Мне поневоле пришлось задуматься о своих действиях, потому что, преодолев со сравнительной лёгкостью большую часть пути по стене, обнаружил, что дальше дороги нет. Или мне придётся прыгнуть, заранее зная, что не удержусь на узком карнизе и упаду вниз, хорошо, если не на прутья решётки, или надо возвращаться обратно. Относительно моей дальнейшей жизни у меня были кое-какие планы, поэтому я вернулся, обескураженный, конечно, но зато невредимый. Мне было ясно, что если этим путём не мог пролезть я, то взрослый мужчина, тем более, не мог этого сделать. Но как же он подобрался к окну?
— Ты с ума сошёл! — раздался испуганный возглас Поля. — Я увидел тебя из окна и побежал снимать…
Я решил, что Полю давно известно моё открытие.
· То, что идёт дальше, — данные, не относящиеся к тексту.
PR #405, opened 2024-12-02
X1Plus Expander UI

jwise:
Adds a handful of UI to drive the Expander, and a small database of Expander configurations.  LED strips and LED configurations are still to be done, but this is probably a good start for now.  (Realistically, the LED animation system probably needs to change.)

Also left incomplete is having x1plusd actually choose defaults for swapped modules on boot.  This PR is really a MVP to get testers up and running with the board, more than anything else.


bani6809 (approved):
seems to work

riptidewave93 (approved):

images/cfw/opt/x1plus/share/expansion/expansion.json
```diff
@@ -0,0 +1,54 @@
...
+      "driver": "ft2232",
+      "ports": 2,
+      "image": "x1p-002.png"
+    }
+  },
+  "modules": {
+    "generic_i2c": {
+      "name": "I²C",
+      "configuration": {
+        "i2c": []
```
WolfwithSword, line 14: i2c configuration is changed to a list from a dict - should there not be an associated change in i2c.py for a new format, or is this a mistake? Specifically when going over `config.items()` it will fail if the config is stored as a list. 

https://github.com/X1Plus/X1Plus/blob/acf4017d18d907fba0858f9b63dfb6592be29269/images/cfw/opt/x1plus/lib/python/x1plus/services/x1plusd/expansion/i2c.py#L25 

When setting up port_b to generic i2c stemma, it setups the config with the empty list value []. `{"i2c": [], "meta": {"module_config": "generic_i2c"}}`

Manual configuration as dict for config still works, so having the default type here as a list is misleading for configuration unless format changes are needed.

WolfwithSword (changes requested):

images/cfw/opt/x1plus/share/expansion/expansion.json
WolfwithSword: For changes - either we change back to a dict to maintain current functionality, or we update i2c.py to reflect it being a list, and document the new format for configuration of multiple i2c devices.

jwise: I agree, it should be a dict.  Good catch!  Fixed.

И правда, разве не должен он был попытаться приникнуть в запретные комнаты именно этим путём?
— Разве можно это делать днём, когда тебя видят? Что бы сказал дядя Эдвард?! А отец! Он не выносит даже упоминания о прошлом.
Я хотел было расспросить его о его конкретных действиях по продвижению к цели, потому что ясно было, что он не пытался лезть по стене, и поделиться своим открытием, но помешала Энн.
— Никогда больше этого не делай, Робин, а то я решу, что ты очень злой мальчик, — сказала она. — Я знаю, что Поль успел тебе рассказать о смерти мамы и тёти Салли, но ты не должен, не имеешь права напоминать об этом папе, дяде Эдварду… и мне тоже. Поль очень глуп, а ты или скверный, испорченный мальчик или ничего не понимаешь…
— Да где уж мне, — вставил я.
Мне не хотелось это говорить, но я сказал, и Энн внимательно посмотрела на меня.
— И знаешь что? Я начинаю сомневаться в тебе. Может, это ты погубил мою куклу?
И опять какой-то злой демон овладел моим языком.
— А ты загляни в свою комнату. Может, уже не осталось ни одной целой куклы.
Поль набычившись пошёл на меня, но я перемахнул через решётку и сел рядом с Рваным. Уж он-то не изводил меня пустыми придирками. Поль и Энн посмотрели на меня и ушли в дом, причём Энн что-то страстно доказывала брату, наверное, мою безнадёжную испорченность.
Лучше не вспоминать, как провёл я время до обеда. Я уверял себя, что имею полное право отомстить за себя, а меня грызло раскаяние. И зачем я был так груб с Энн? Чем она виновата? Наоборот, она всех убеждала, что не я испортил её куклу.
Энн была очень славной девочкой. Когда, устав от борьбы со своей совестью, я ушёл в дом, она подошла ко мне и за что-то попросила прощения.
— Ты не сердись на меня, Робин, — убеждала она. — Я уверена, что это был не ты. Я не знаю, кто, но убеждена, что не ты. Только пообещай мне, что не подашь виду, что тебе всё известно. Может, ты и не глупый мальчик, хоть не хочешь учиться, но ты ничего не знаешь. Ах, ты ничего не понимаешь!